Marialzira Perestrello reconhece a seriedade de postura de Medeiros e Albuquerque, afirma que ele possui uma compreensão profunda sobre a obra de Freud, como é possível verificar em sua obra Hipnotismo, de 1923. Entretanto, essa psicanalista, não defende que a conferência de 1919 seja a primeira sistematização e instituição da Psicanálise no Brasil e, dessa forma, se contrapõe claramente a Cyro Martins.

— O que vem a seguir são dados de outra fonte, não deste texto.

PR #33201, opened 2025-02-24
Fix selectcontacts where GETPOST('socid') is empty

uvaldenaire-opendsi:
When GETPOST('socid') is an empty string, all the contacts were loaded in $form->selectcontacts() even if MAIN_ACTIONCOM_CAN_ADD_ANY_CONTACT is not set to avoid to load all contacts.


eldy:
And if we want all the contact by providing socid=0 or socid='' ?  (This may be the expected behaviour on some pages)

Tenho de divergir de Cyro Martins quanto ao fato de considerar a conferência de Medeiros e Albuquerque “a primeira exposição sistemática, fiel a seus princípios básicos, que se fez no Brasil sobre Psicanálise”, pois, como citou Almeida Prado Galvão, Franco da Rocha fez uma palestra de conteúdo psicanalítico e publicou-a em março de 1919. Mais ainda, comprovei no livro Doutrina de Freud terem sido várias as palestras para os alunos durante esse ano. Ora, a conferência de Medeiros e Albuquerque foi proferida somente em novembro de 1919. Assim, é indiscutível que Franco da Rocha, em São Paulo, precedeu a Medeiros e Albuquerque, no Rio. (PERESTRELLO, 1987, p. 15).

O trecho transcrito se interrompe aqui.